Mas que limites haverá para essas manifestações?

A crise da democracia representativa

As palavras de José Miguel Júdice foram proferidas a propósito dos tumultos em França contra a decisão de alterar a idade de reforma. Júdice defendeu que se tratava de uma “violenta recusa da aceitação de uma decisão legal e legítima” e que, portanto, era uma tentativa de “subverter o estado de direito”. Equiparou ainda estes protestos ao que aconteceu nos Estados Unidos, com a invasão do Capitólio em 2021, e no Brasil, com a invasão ao Palácio do Planalto, ao Congresso Nacional e ao Supremo Tribunal Federal no início deste ano. Tratar-se-ia de um assalto à democracia, pelo que se exige uma condenação clara deste tipo de manifestações.
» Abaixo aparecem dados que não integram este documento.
PR #3165, opened 2019-03-24
[src] Modified mel computations (cleaned up version)

danpovey:
to be tested.  Would be activated by setting
`modified=true`
in conf/mfcc_hires.conf

### DIFF
--- a/src/feat/mel-computations.cc
+++ b/src/feat/mel-computations.cc
@@ -34,78 +34,57 @@ MelBanks::MelBanks(const MelBanksOptions &opts,
                    const FrameExtractionOptions &frame_opts,
                    BaseFloat vtln_warp_factor):
     htk_mode_(opts.htk_mode) {
+  SetConfigs(opts, frame_opts, vtln_warp_factor);
+
   int32 num_bins = opts.num_bins;
   if (num_bins < 3) KALDI_ERR << "Must have at least 3 mel bins";
-  BaseFloat sample_freq = frame_opts.samp_freq;
-  int32 window_length_padded = frame_opts.PaddedWindowSize();
-  KALDI_ASSERT(window_length_padded % 2 == 0);
-  int32 num_fft_bins = window_length_padded / 2;
-  BaseFloat nyquist = 0.5 * sample_freq;
 
-  BaseFloat low_freq = opts.low_freq, high_freq;
-  if (opts.high_freq > 0.0)
-    high_freq = opts.high_freq;
-  else
-    high_freq = nyquist + opts.high_freq;
 
-  if (low_freq < 0.0 || low_freq >= nyquist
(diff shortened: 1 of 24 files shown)


RuABraun:
This is supposed to give a small but consistent performance improvement correct?

danpovey:
Yes.  I'd say around 0.2 to 0.3% absolute on average (at least when the WER
is in the 20 to 30% range).  It needs some more testing before I'm ready to
merge it.  Of course if you want to help, that's great.

danpovey:
And by testing, I am talking about the effect on WER, not just does it run.

RuABraun:
I could do a build on my own data (so you'd have to take my word for the results), if that works for you?

danpovey:
Yes, that works for me.

src/feat/mel-computations.cc
```diff
@@ -129,29 +108,93 @@ MelBanks::MelBanks(const MelBanksOptions &opts,
...
+ */
+void MelBanks::ComputeModifiedBins() {
+  int32 num_bins = center_freqs_.Dim();
+  for (int32 bin = 0; bin < num_bins; bin++) {
+    BaseFloat center_freq = center_freqs_(bin),
+        next_center = (bin == num_bins - 1 ?
+                       high_freq_ : center_freqs_(bin + 1));
+
+    BaseFloat d1 = (next_center - center_freq) * 1.1,
+              d2 = 60.0 + 50.0 * (center_freq / (center_freq + 700.0));
```
pegahgh: It should be breakpoint_ instead of 700.

danpovey: I was thinking of making this a separate issue from the breakpoint, so that when we tune it it doesn't have to have the same value. Can you compare 700 with 300 (our current breakpoitn) in your new experiments?  If 300 works better we can reconsider.

RuABraun:
Sorry about the delay on this:

Some info about the model: 100h with 13 layer tdnnf. No ivector. Decoding with a 1M ngram language model (no rescoring).

Because of how my data is acquired, I cannot always guarantee that there is no overlap in speakers between training/test, these are the test sets A, B, C. Some test sets I can guarantee it, those are X, Y, Z

|          	| X     	| Y     	| Z     	| A     	| B     	| C     	|
|----------	|-------	|-------	|-------	|-------	|-------	|-------	|
| baseline 	| 18.01 	| 17.57 	| 29.12 	| 19.57 	| 12.03 	| 23.82 	|
| modified 	| 18.70 	| 17.85 	| 29.56 	| 19.48 	| 12.02 	| 23.59 	|

As can see from the results it seems the modified version overfits more.

danpovey:
Great, thanks.  It turns out there may have been a problem with that particular code (i.e. there was a mismatch to what it should have been), although I don't know how important that actually was.
Hopefully at some point in the future I will have a fixed version.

A violência dos protestos assume aqui relevância, mas devemos ter em conta as tradições nacionais específicas e a França é um país que conta com uma longa tradição de protestos de rua violentos, como recordam Jaime Nogueira Pinto e Paulo Tunhas. Ainda assim, se considerarmos o número incrível de pessoas que tem protestado ao longo das últimas semanas, é possível afirmar que aquela violência constitui um comportamento minoritário. Por outro lado, tumultos violentos podem ser interpretados, na linha de Maquiavel, como importantes para a estabilidade do próprio sistema: o autor renascentista considerava que foi a dinâmica tumultuosa entre a plebe e os patrícios a permitir a estabilidade da república romana.

Mas a intuição de Júdice parece acertada quando afirma que os nossos tempos se assemelham aos idos de Março: há, de facto, uma deterioração do sistema representativo tal como o apresentei teoricamente, e que nos faz recordar os finais da república. Na verdade, as características que consolidariam a democracia dos modernos como uma melhoria face à democracia dos antigos parecem ter entrado em processo de obsolescência – em particular no que diz respeito ao mecanismo de representação, com um fosso crescente entre representantes e representados, entre o mundo político e o mundo real. E o problema desse fosso é que os representantes deixam de representar os eleitores para passarem a representar-se a si mesmos e aos seus interesses (às vezes pessoais, muitas vezes partidários). Esse afastamento provoca um sentimento generalizado de desconfiança face ao sistema político e tem ampliado a radicalização dos protestos antissistema.

Ora, essa falta de confiança política tem-se feito acompanhar pela perda de confiança num modelo de organização social que deixou de funcionar adequadamente – desde os serviços públicos aos apoios sociais –, pelo que a revolta antissistema não nos deve surpreender: sabemos que a legitimidade dos regimes políticos está diretamente dependente da sua utilidade. Na verdade, essa revolta e aqueles protestos devem ser antes entendidos como sinais de que o sistema está a falhar (e, nessa medida, são eminentemente democráticos). Mas se confundirmos os sintomas com a doença (e isso é particularmente evidente em Portugal), não conseguiremos compreender se ainda é possível salvar a democracia liberal ou se estamos realmente condenados a olhar os nossos tempos como os idos de Março.